PR #212, opened 2016-03-29
Default props

levithomason:
# Not ready

This PR will add default props so we don't have to repeat common prop types.


levithomason:
This has gotten stale and offers little gain over explicitly listing common props in each component.  Closing.

PR #215, opened 2016-03-29
Label component

levithomason:
Adds `<Label />` component and tests.  A separate PR will add docs.


README.md
```diff
@@ -37,7 +37,7 @@ export default class TryStardust extends Component {
 - [x] Icon
 - [x] Image
 - [x] Input
-- [ ] Label
+- [x] Label
```
levithomason, line 40: Mark it off in the support section of the README.

package.json
```diff
@@ -8,19 +8,21 @@
     "dist"
   ],
   "scripts": {
-    "build": "rimraf dist && babel src -d dist",
-    "docs": "gulp docs",
+    "docs": "gulp",
+    "build": "npm run build:dist && npm run build:docs",
+    "build:dist": "rimraf dist && babel src -d dist",
+    "build:docs": "gulp docs",
```
levithomason, line 14: `npm run docs` didn't run docs, not intuitive.  Renamed scripts to make more sense.

src/elements/Label/Label.js
```diff
@@ -0,0 +1,168 @@
...
+  type: META.type.element,
+  props: {
+    attached: ['top', 'bottom', 'top right', 'top left', 'bottom left', 'bottom right'],
+    size: sui.sizes,
+    color: sui.colors,
+    pointing: ['bottom', 'left', 'right'],
+    corner: ['left', 'right'],
+    right: ['left', 'right'],
+    ribbon: ['right'],
+  },
```
levithomason, line 88: Enum props are documented in our `_meta` tag.  This allows us to write shared tests against them.  Also will provide better doc site features, like generating forms that control and demonstrate component functionality.

src/utils/propUtils.js
```diff
@@ -60,3 +63,15 @@ export const customPropTypes = {
   },
 }
 
+// ------------------------------------
+// Prop Renderers
+// ------------------------------------
+export const iconPropRenderer = (val) => _.isString(val) ? <Icon className={val} /> : val
+export const imagePropRenderer = (val) => _.isString(val) ? <Image src={val} /> : val
```
levithomason, line 70: Props that should behave consistently across all components will have an associated render util.  This allows us to standardize prop functionality and features.

In this case, `icon` and `image` props can render either a string or a component.

src/utils/propUtils.js
```diff
@@ -60,3 +63,15 @@ export const customPropTypes = {
...
+
+// ------------------------------------
+// Prop To Class Name
+// ------------------------------------
+export const useKeyOnly = (val, key) => val && key
+export const useValueAndKey = (val, key) => val && val !== true && `${val} ${key}`
+export const useKeyOrValueAndKey = (val, key) => val && (val === true ? key : `${val} ${key}`)
```
levithomason, line 124: There are 4 prop patterns used to build up the `className` for a component.  The one not shown above is `valueOnly()` because it would simply return `val`, so the value is used inline instead.

**Key Only**
Props where the name only is used.

`<div class="ui tag label"></div>`
`<Label tag />`

**Value Only**
Props where only the value is used.

`<div class="ui big label"></div>`
`<Label size='big' />`

**Value And Key**
Props that require a value, where className requires value and key.

`<div class="ui left corner label"></div>`
`<Label corner='left' />`

**Key || Value And Key**
Boolean props with optional value, where className includes the key or value and key.

`<div class="ui pointing label"></div>`
`<Label pointing />`

`<div class="ui left pointing label"></div>`
`<Label pointing='left' />`

package.json
```diff
@@ -8,19 +8,21 @@
...
     "lint": "eslint .",
     "lint:fix": "npm run lint -- --fix",
     "lint:watch": "watch 'npm run lint --silent' docs gulp src test",
-    "prepublish": "npm run build",
+    "prepublish": "npm run build:dist",
     "release:major": "ta-script npm/release.sh major",
     "release:minor": "ta-script npm/release.sh minor",
     "release:patch": "ta-script npm/release.sh patch",
-    "start": "gulp",
+    "start": "npm run docs",
```
ghost, line 25: It seems it may be clearer to remove the `docs` script and call `npm run gulp` here. Is there a reason one may also want to run `npm run docs` separately?

levithomason, line 25: I think `npm start` should always start the project without a need to understand the underlying implementation.  Also, if we drop `gulp` (which we hope to do), `npm start` should still start the project.  If we tie the start script to gulp, then there is unnecessary coupling that would require updates to the README and dev workflow since they'll need to run a new command.

`npm start` might not always run the doc site, it will always "start the project".  There is an `npm run docs` that will always run the doc site.

This is my rationale at least.  Open to change if there is pretty good consensus that thinks otherwise.

src/utils/childrenUtils.js
```diff
@@ -0,0 +1,40 @@
+import _ from 'lodash'
+import { Children } from 'react'
```
athurman, line 2: Was curious as to the utilities associated with `React.Children` found [documentation here](https://facebook.github.io/react/docs/top-level-api.html#react.children) and posting here for other's convenience.

test/specs/elements/Label/Label-test.js
```diff
@@ -0,0 +1,272 @@
...
+        .find('Image')
+        .should.have.tagName('img')
+    })
+
+    it('adds the value to the Image className', () => {
+      const src = faker.internet.avatar()
+      shallow(<Label image={src} />)
+        .find('Image')
+        .should.have.prop('src', src)
+    })
```
ghost, line 151: `enzyme` looks delightful.

src/elements/Label/Label.js
```diff
@@ -0,0 +1,168 @@
...
+    size,
+    color,
+    useKeyOnly(floating, 'floating'),
+    useKeyOnly(horizontal, 'horizontal'),
+    useKeyOnly(pointing, 'pointing'),
+    useKeyOnly(tag, 'tag'),
+    useValueAndKey(attached, 'attached'),
+    useValueAndKey(corner, 'corner'),
+    useKeyOrValueAndKey(pointing, 'pointing'),
+    useKeyOrValueAndKey(ribbon, 'ribbon'),
```
eanplatter, line 45: I know we've bikeshedded our way around these names quite a bit, but this still seems a little weird, could just be the nature of the problem though. I guess I don't think about properties passed into markup in key/value sort of vocab, so I am probably the one off on this.

ghost:
:sake:

test/specs/elements/Label/Label-test.js
levithomason, line 151: Note, we're also using [`chai-enzyme`](https://github.com/producthunt/chai-enzyme) to give us these end of chain assertions like `should.have.prop()`.

If we had only `enzyme` we'd have awkward chai assertions made on enzyme values.

athurman:
LGTM 🐙

src/elements/Label/Label.js
levithomason, line 45: I really struggled with these, really.  Would love any input, I want it to be intuitive and clear.  The backstory is spelled out in [this comment](https://github.com/TechnologyAdvice/stardust/pull/215#discussion_r58302514) above.

The alternative is to write these out with no function helpers.  Slightly more performant, but more error prone and duplicates a lot of logic.  Every component will have a stack of these "prop to className" transformations.

Here is what it looks like without the helper functions:

``` js
const classes = cx('sd-label ui',
  size,
  color,
  // key only
  floating && 'floating',
  horizontal && 'horizontal',
  pointing && 'pointing',
  tag && 'tag',
  // value and key
  attached && attached !== true && `${attached} ${'attached'}`,
  corner && corner !== true && `${corner} ${'corner'}`,
  // key only || value and key
  pointing && (pointing === true ? 'pointing' : `${pointing} ${'pointing'}`),
  ribbon && (ribbon === true ? 'ribbon' : `${ribbon} ${'ribbon'}`),
  // ...others
  circular && (children && 'circular' || 'empty circular'),
  // TODO how to handle image child with no image class? there are two image style labels.
  (image || someChildType(children, Image) || someChildType(children, 'img')) && 'image',
  'label',
  className
)
```

Thoughts or ideas welcome.

eanplatter, line 45: I think the helper methods are valuable. I guess just adding some documentation might help de-obfuscate the syntax. I can just see myself coming back to this code in 6 month and having to re-learn what these helpers are for.

src/elements/Label/Label.js
```diff
@@ -0,0 +1,168 @@
...
+
+  /** Size of the label. */
+  size: PropTypes.oneOf(Label._meta.props.sizes),
+
+  /** Format the label like a product tag. */
+  tag: PropTypes.bool,
+
+  /** Primary text of the label, same as children. */
+  text: PropTypes.node,
+}
```
eanplatter, line 166: Have you found a lot of benefit in making the label a pure function?

src/utils/propUtils.js
eanplatter, line 124: This information is prime. Perhaps it might be a good idea to document it somewhere in the lib like I mentioned above.

test/specs/elements/Label/Label-test.js
```diff
@@ -0,0 +1,272 @@
...
+  common.propKeyOnlyToClassName(Label, 'tag')
+
+  common.propValueOnlyToClassName(Label, 'color')
+  common.propValueOnlyToClassName(Label, 'size')
+
+  common.propKeyAndValueToClassName(Label, 'attached')
+  common.propKeyAndValueToClassName(Label, 'corner')
+
+  common.propKeyOrValueToClassName(Label, 'pointing')
+  common.propKeyOrValueToClassName(Label, 'ribbon')
```
eanplatter, line 25: :+1: I like being able to see what common tests this component needs.

eanplatter:
Looks good: :fallen_leaf:

src/elements/Label/Label.js
levithomason, line 45: Added some docs and comments.

src/elements/Label/Label.js
levithomason, line 166: Nope, it is actually more LOC and limits us from using life cycle methods.  However, they will take advantage of extra optimization in future versions of React.  So, we're getting on the bandwagon now.

PR #217, opened 2016-04-01
Create common tests

levithomason:
This PR removes the conformance test and index.js test.  These tests previously looped over the Stardust keys and did magic tests.

They have replaced and extended with a `commonTests` module that includes:
- `isConformant`
- `hasUIClassName`
- `hasSubComponents`
- `rendersChildren`
- `propNameOnlyToClassName`
- `propValueOnlyToClassName`
- `propNameAndValueToClassName`
- `propNameOrValueToClassName`


test/specs/Conformance-test.js
```diff
@@ -1,93 +0,0 @@
-import _ from 'lodash'
```
levithomason, line 1: Conformance test is now an export of `commonTests`.

test/specs/commonTests.js
```diff
@@ -0,0 +1,361 @@
...
+    filenameWithoutExt,
+  }
+})
+
+/**
+ * Assert Component conforms to guidelines that are applicable to all components.
+ * @param {React.Component} Component A component that should conform.
+ * @param {Object} requiredProps Props required to render Component without errors or warnings.
+ */
+export const isConformant = (Component, requiredProps = {}) => {
```
levithomason, line 48: All exported common tests are well documented.

test/specs/commonTests.js
```diff
@@ -0,0 +1,361 @@
...
+      shallow(createElement(Component, props, child))
+        .should.include.text(child)
+    })
+  })
+}
+
+// ----------------------------------------
+// className from prop
+// ----------------------------------------
+const _definesPropOptions = (Component, propName) => {
```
☆ ☆ ☆ ☆ ☆
Look through the entries above and report each line where the string "includes" occurs.

Boolean props with optional value, where className includes the key or value and key.
They have replaced and extended with a `commonTests` module that includes:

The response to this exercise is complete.